Kur'an-ı Kerim ve Türkçe Meali Sayfa 384
77. Muhakkak ki O (Kur'ân), iman edenler için hakikate erdirici ve rahmettir.
78. Muhakkak ki senin Rabbin aralarındaki hükmünü açığa çıkartır onlarda. . . "HÛ"; Aziyz'dir, Aliym'dir.
79. O hâlde Allâh'a tevekkül et! Muhakkak ki sen apaçık hakikat üzeresin.
80. Muhakkak ki sen ölülere (şuursuzca yaşayanlara) işittiremezsin; (Hakk'a) arkalarını dönüp gittiklerinde, sağırlara da işittiremezsin!
81. Sen körlere doğru yolu gösteremezsin, saptıkları yanlış yoldan çıkarmak için!
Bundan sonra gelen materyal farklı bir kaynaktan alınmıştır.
PR #59, opened 2021-04-08
make _client and _file_client available

fredrikjacobson:
Allows easier subclassing for extended clients


cotramarko (approved):
LGTM :shipit:

fredrikjacobson:
@cotramarko I'll do the same for our resources, that way intellisense will not suggest the use of client when doing
`client.project...`

Ragge-dev (approved):
Good thinking!

PR #60, opened 2021-04-09
Remove start_timestamp

cotramarko:


fredrikjacobson:
Why are we removing it from the model?

Ragge-dev:
> Why are we removing it from the model?

@cotramarko is it only removed from cameras_seq or from all inputs?

@fredrikjacobson I want to remember that we talked about that 
1. It is a bit strange that it is a top field and 
2. It is not currently used anywhere in the codebase, neither frontend nor any ml-apps

And I remember at least me and Marko discussing in Slack whether we really need it in the client right now or if it is just another cause of confusion. I can't find exactly where though, it might be worth to discuss this again before merging

cotramarko:
@Ragge-dev  It's removed from all inputs, as in it was only present on cameras_seq in the python code before this PR :P

PR #61, opened 2021-04-09
Remove unused frame_id & relative_timestamp parameters

cotramarko:


annotell-input-api/annotell/input_api/model/input/lidars_and_cameras/frame.py
```diff
@@ -2,19 +2,15 @@
 from dataclasses import dataclass, field
 from annotell.input_api.model.input.resources.image import Image
 from annotell.input_api.model.input.resources.point_cloud import PointCloud
-
+from annotell.input_api.model.input.abstract import *
```
fredrikjacobson, line 5: @Ragge-dev did we reach a conclusion regarding the wildcard imports?

annotell-input-api/annotell/input_api/model/input/lidars_and_cameras/frame.py
```diff
@@ -2,19 +2,15 @@
...
 
 @dataclass
-class Frame:
-    frame_id: str
-    relative_timestamp: int
+class Frame(CameraFrame):
     point_clouds: List[PointCloud] = field(default_factory=list)
     images: List[Image] = field(default_factory=list)
```
fredrikjacobson, line 10: I'm not sure about this subclassing, because video_frame will appear in the argument list now. 
image

Do we still require this subclassing as part of setting the image dimensions?

fredrikjacobson (commented):
I guess this is a face where dataclasses, inheritance, and interfaces are somewhat mixed together in python. While we want the frames to implement the CameraFrame interface, we don't want them to expose `videos_frames` in the constructor, but rather as a static field. 

One way to go about it is to inherit `CameraFrame` but not use a dataclass, then implement a constructor taking only the fields exposed in the class here.

annotell-input-api/annotell/input_api/model/input/lidars_and_cameras/frame.py
cotramarko: This is the only method that relies on the CameraFrame class: 
```
    @staticmethod
    def _get_camera_dimensions(camera_frame: IAM.CameraFrame) -> Dict[str, IAM.CameraSettings]:
        def _get_camera_settings(width_height_dict: dict) -> IAM.CameraSettings:
            return IAM.CameraSettings(width_height_dict['width'], width_height_dict['height'])

        image_settings = {}
        video_settings = {}
        if len(camera_frame.images) != 0:
            image_settings = {
                image.sensor_name:
                    _get_camera_settings(get_image_dimensions(image.filename)) for image in camera_frame.images
             }
        if len(camera_frame.video_frames) != 0:
            # TODO: Support this for VIDEO
            pass

        return {**image_settings, **video_settings}
```

Since we don't do anything with video_frames we might just as well skip it entirely from the CameraFrame class?

annotell-input-api/annotell/input_api/model/input/lidars_and_cameras/frame.py
Ragge-dev: From what I have experienced it is ok to use wildcars if you want to import an entire package (So this case is fine).
However we should avoid it when importing classes from a module we should **not** use wildcards. Then we can import much more than just the classes we have defined in the module

annotell-input-api/annotell/input_api/model/input/lidars_and_cameras/frame.py
Ragge-dev: My preferred solution would be to not have this class inherit CameraFrame since it does not include video_frame:s, and there are other classes that inherit CameraFrame and uses video_frame:s (e.g. camera_sequence).

As you say @cotramarko that's the only method that uses the class, so when I finish my current work that method will dissapear since we won't set the dimensions in python and then I will remove CameraFrame as well. So I think it's unnecessary to make any change to the that class, since it will soon dissapear

cotramarko: Okay, in that case I will merge this PR and then in your PR you will omit CameraFrame entirely

PR #1572, opened 2019-04-27
Improve stdclass.h/cpp support for non-Linux non-Windows platforms

davidgfnet:
Simplifies having implementation on platform separated files, which is a
pain for platforms which are not Windows but not Linux either (and yet
support pthreads).
Some minor cleanup here and there while we are at it.


dmiller423:
It really just moves some things around,  and thread/mutex/* were meant to be moved to their own platform respective files on my cmake branch as well with a posix-common base.  The entire platform system really needs an overhaul.   Stuffing it into stdclass with a bunch of ifdef's ...  does it help anything?   ;shrug;

I'll  OK it but it doesn't solve any problems,  you have checked what removing the default constructor arguments does on all platforms?

skmp:
Looks good to me overall

skmp:
Plus, we can most likely provide a default, stdlib based, implementation there

davidgfnet:
@dmiller423 I'm 100% in agreement with what you say. In the meantime though, this enables platforms that are not very Linux-like (I guess PS4 might be also benefiting from this?) like the Switch.
I also find it a bit odd to define the headers in a thing like stdclass and the implementation on winmain. Perhaps we should have a proper lib to hide all these details. I'm 100% for it, but in the meantime let's at least keep the ugliness and creep in some logical place and related file :)
Thanks for the feedback!

davidgfnet:
Also note this solves a potential issue: if sizeof(pthread_t) > sizeof(void*) the code does not work. This fixes it. Luckily we never hit that cause in most platforms pthread_t is an integer :D (Or at least it is made opaque to the user by exposing an int as storage type)

PR #1577, opened 2019-05-01
audiostream only wait if at speed

dmiller423:


core/oslib/audiostream.cpp
```diff
@@ -117,10 +117,14 @@ audiobackend_t* GetAudioBackend(std::string slug)
 	return NULL;
 }
 
+extern double full_rps;
+
 u32 PushAudio(void* frame, u32 amt, bool wait)
 {
+    bool do_wait = (full_rps<50.f)?false:wait;
```
baka0815: Your indentation is broken here (spaces instead of tab(s)).
```suggestion
	bool do_wait = (full_rps < 50.f) ? false : wait;
```

PR #1578, opened 2019-05-01
Win32 fullscreen via alt-enter

dmiller423:


core/windows/winmain.cpp
```diff
@@ -331,6 +335,14 @@ LRESULT CALLBACK WndProc2(HWND hWnd, UINT message, WPARAM wParam, LPARAM lParam)
 			keyboard.keyboard_input(keycode, message == WM_KEYDOWN);
 		}
 		break;
+	
+	case WM_SYSKEYDOWN:
+		if (wParam == VK_RETURN)
+			if ((HIWORD(lParam) & KF_ALTDOWN))
```
gigaherz: Nitpick: Couldn't those two IFs be merged into one?

dmiller423: yes i'm sure they could

dmiller423: we're just going to chop this one up to readability is better w. two , and let travis get some idle cycles in...

PR #1585, opened 2019-05-08
Add SDL2 audio backend.

davidgfnet:
The backend supports 44.1KHz and 48KHz (with resamping). The resampler
is not great, has some noise but no idea where it comes from.
This enables the switch port, since using SDL2 is the quickest way
to get audio working.
TODO: Add support in the cmake, once cmake is fixed at master/HEAD.


davidgfnet:
Perhaps you can play with it a bit later (just enable it in the makefile and then force it to assume 44.1 is not available so it falls back to 48khz) and see whether you can improve the audio quality :)

PR #1594, opened 2019-05-10
Fix TARGET_NO_NVMEM and deprecate TARGET_NO_EXCEPTIONS

davidgfnet:
Linked them both toghether since you can't really define one and
not the other (plus Linux honors one windows the other in some
cases).
More refactoring on this area to follow.


davidgfnet:
Dropping this in favour of a new PR

PR #1595, opened 2019-05-10
Fix Modem & serialization regression

davidgfnet:
This should fix serialization across platform (plus with previous savestates).
It will also re-enable modem support in OSX and Android.


davidgfnet:
Works according to my testing, will merge.

Issue #1592, opened 2019-05-10
Reicast beta  regression on arm32 android since flyinghead branch merge to master


Emulatorer:
**Please Note: This form is the minimum required information for submitting bugs.**  
**Removing this form may lead to your issue being closed until it is completed.**

| Platform | Branch | Hash | CIDL |
| Android | Playstore | ---- | ---- |
| Installed OS and version (ie. Android 8.0) | Branch (or Google Play) | Hashtag (skip if unknown) | Downloaded from build site? |

**_Description of the Issue_**
All my reicast game are running slow since https://github.com/reicast/reicast-emulator/pull/1523 but running smooth using r8.1-playstore

**_Log Gathered_**
Maybe this log could help
[reicast_beta_log_.txt](https://github.com/reicast/reicast-emulator/files/3165211/reicast_beta_log_.txt)
[reicast_r8.1_log.txt](https://github.com/reicast/reicast-emulator/files/3165216/reicast_r8.1_log.txt)

  * Fill in any steps already tried here
  * Begin each new line with an asterisk
  * If no steps are required, please skip
```

Please paste the contents of the log / logs here
You may leave this field blank if you have none.

```

**_Screenshots_**

(Replace this line with any issue screenshots)

- [X ] Place an X in the box to confirm you have filled in this form

Emulatorer:
@flyinghead you have a phone with arm32 like Mali-400 GPU right? It is running slow in your phone using latest beta build?

flyinghead:
I do. I have a device with an arm32 with Mali-400 GPU running Android 4.4.4.
I also test with a Raspberry Pi.

I don't see a significant slowdown between now and before the merge.

Emulatorer:
@flyinghead Well it's running slow on my device with Mali-450 MP GPU arm32 :(
Here's the video sample
https://drive.google.com/file/d/1A-p0o-YVhsgin9xm-dbA6YXf1xChtQkh/view?usp=drivesdk
The first video Im using is beta from playstore and the second video is the r8.1 from playstore.

You can see the difference of the speed and fps of the game I tested it in MVC2 but other my games in reicast are performing poor using latest beta started from your branch the previous beta are fine :/

kage2051:
You could try using a lower value for scaling, a value of 100 for it means native resolution of your device. For example, on my SD625 (ARM64) tablet with 1080p screen, a scale of 70% means the games will run at ~800p on that device. This also improves speed in most devices with older or low-end processors.

[...]

PR #1603, opened 2019-05-15
Fix build errors on GL ES 2.0 platforms (RPi...)

flyinghead:


Emulatorer:
@flyinghead possible improvement for #1592?

PR #1606, opened 2019-05-16
Fixes for cmake + msvc

davediff:
Also now builds .asm file for dynarec jit with msvc


skmp:
Just as an overall architecture point, I’d rather us move away from .asm files as they are not portable. In the bast, the best solution has been to reuse the runtime emitter to generate the helpers on startup- though that /can/ add a small overhead

davediff:
@skmp Agreed! @davidgfnet is looking at doing that exact thing and removing the .asm file.

skmp:
👌

PR #1613, opened 2019-05-20
 audio: new option for automatic limitFPS 

flyinghead:
- LimitFPS now can be enabled, disabled or automatic. The latter option doesn't wait for audio if the emulator is running slow (over the last 2 secs)

- Renamed `Audio Backend` to `Audio Driver` in the UI.

- alsa: don't spam console if underrun


baka0815:
Looks good to me! 👍 
However I'm unsure if we want to completely remove the prints in the ALSA backend or if we want to use one of the debug print directives.
I'm also not sure if driver will be more understandable than backend.

skmp:
+1 for debug prints

PR #1617, opened 2019-05-24
Cleanup and unify x64 asm implementation

davidgfnet:


core/hw/sh4/dyna/driver.cpp
```diff
@@ -38,6 +38,7 @@ uintptr_t cc_rx_offset;
 u32 LastAddr;
 u32 LastAddr_min;
 u32* emit_ptr=0;
+t_mainloop_fn mainloop_function;
```
skmp: I'd name this `MainLoopFN_t` or some such to fit with the original nullDC naming

skmp: `MainloopFp_t* whatever`

core/hw/sh4/dyna/driver.cpp
```diff
@@ -88,7 +89,7 @@ void recSh4_Run()
 		printf("Warning: SMC check mode is %d\n", settings.dynarec.SmcCheckLevel);
 	
 	verify(rcb_noffs(&next_pc)==-184);
-	ngen_mainloop(sh4_dyna_rcb);
+	(*mainloop_function)(sh4_dyna_rcb);
```
skmp: Do you need to `*` here? I think just `mainloop_function()` works

core/hw/sh4/dyna/ngen.h
```diff
@@ -95,7 +95,8 @@ u32 DYNACALL rdv_DoInterrupts_pc(u32 pc);
 
 //Stuff to be implemented per dynarec core
 
-void ngen_init();
+typedef void (*t_mainloop_fn) (void*);
+t_mainloop_fn ngen_init();
```
skmp: Ideally we would return an `ngen_interface_t` here. Or passing it as an `ngen_interface_t* if` out parameter

PR #1619, opened 2019-05-24
Add more targets to Wercker, including Windows

davidgfnet:
Upgrade mutexes to cMutex to avoid issues on Windows
Seems that we cannot include stdclass.h from a header without
things going bad, due to some cyclic dependency in preprocessed
stuff?

### DIFF
--- a/wercker.yml
+++ b/wercker.yml
@@ -4,10 +4,16 @@ build:
     steps:
         - script:
             name: install-dependencies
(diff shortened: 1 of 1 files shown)


davediff:
Should this commit only change the wrecker.yml? Looks like there are some changes to other files from your other pull requests.

davidgfnet:
Yes you are right, the other changes are just temporary, until PR #1623 is merged. Then I will drop all of them but the yaml file. Thanks!

PR #1623, opened 2019-05-25
Stop using std::mutex on Windows builds.

davidgfnet:
Reworked the threading code to an oslib and fixed some use of it.
Had to add windows.h includes and some other minor refactor since
some file were relaying on that header being already included.
While we are at it replace min/max functions with std:: ones.
Seems that we were using the windef.h defined macros (and no idea
where they come from in Linux, which sounds scary to me).


core/oslib/posix/threading.cpp
```diff
@@ -0,0 +1,105 @@
...
+	pthread_mutex_init(&mutx, NULL);
+	pthread_cond_init(&cond, NULL);
+}
+cResetEvent::~cResetEvent() {
+}
+void cResetEvent::Set()//Signal
+{
+	pthread_mutex_lock( &mutx );
+	state=true;
+    pthread_cond_signal( &cond);
```
davediff: nit: align

core/hw/maple/maple_devs.cpp
```diff
@@ -1125,18 +1125,18 @@ struct maple_sega_purupuru : maple_base
 					INC = 0;
 				bool CNT = VIBSET & 1;
 
-				float power = min((POW_POS + POW_NEG) / 7.0, 1.0);
```
skmp: In general, we have the habit of importing `std` for common functions like `min`. Too lazy to type`std::bs` all the time

davidgfnet:
Just wanna avoid using some random min/max macro that depends on some windows header, which is fragile if a header changes due to some refactor. We can later decide to use "using std::min/max" and be done with it for easy reading. Thanks!

shell/linux/Makefile
```diff
@@ -251,12 +251,10 @@ else ifneq (,$(findstring vero4k,$(platform)))
 # Windows
 else ifneq (,$(findstring win32,$(platform)))
     NOT_ARM := 1
-    CFLAGS += -DTARGET_NO_WEBUI -fno-builtin-sqrtf -funroll-loops -DHAVE_FSEEKO -D TARGET_NO_AREC
+    CFLAGS += -DNOMINMAX -DTARGET_NO_WEBUI -fno-builtin-sqrtf -funroll-loops -DHAVE_FSEEKO -D TARGET_NO_AREC
```
davediff: Also please add to cmake build.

Sen sadece teslim olmuşlar olmaları dolayısıyla, varlıklarındaki işaretlerimize iman eden kimselere işittirirsin.
82. O hüküm (kıyametleri veya genel kıyamet öncesi) onlara eriştiğinde, onlar için Dabbet-ül Arz'dan (arzın {beden} bir tür konuşanı - bedenden ayrılık saati olan ölümün tadılma sürecinde) çıkarırız ki; onlara, insanların varlıklarındaki işaretlerimize (hakikatlerine) ikân sahibi olmadıklarını söyler!
83. O süreç ki, her ümmetten işaretlerimizi yalanlayanları gruplar hâlinde toplarız. . . Onlar hep beraber sevk olunurlar.
84. Nihayet geldiklerinde (Allâh) dedi ki: "İlminizin kapsamı dışında olduğu hâlde işaretlerimi yalanlamaya kalktınız? Neydi bu yaptığınız?"
85. (Nefslerine) zulmetmeleri dolayısıyla o hüküm onlara erişti! Artık onlar konuşamazlar!
86. Görmediler mi ki, biz geceyi onda sükûn bulsunlar diye ve gündüzü de görülesi kıldık. . . Muhakkak ki bu olayda iman eden bir toplum için elbette işaretler vardır.
87. O süreçte, Sur'da nefholunduğunda (bedenden nefholduğunda - ruhun bedene nefholması diye anlatılanın tersinin oluşması, yani ölümün tadılması; ya da mahşerde kişilerin kabirlerinden dışarıya nefholması), Allâh'ın diledikleri müstesna, semâlarda (bilinç boyutunda kendini bulmuş olan) kim var ve arzda (bedensel yaşamda) kim var ise dehşetle korkar! Hepsi boyun bükmüş olarak O'na gelirler.
88. Dağları (bedenindeki organları) görür de, onları sâbit - değişmez sanırsın; onlar bulutların (fikirlerin) geçip gittiği gibi, geçip gider (çeşitli anlayışlara dönüştüğü) hâlde. . . (Bu nefh-i sur ve o sürece mahsus oluşlar) Allâh'ın sanatıdır ki, her şeyi yaşanası değişmez gerçeklik yapmıştır. . . Muhakkak ki O, yaptıklarınızı (onların yaratanı) Habiyr'dir.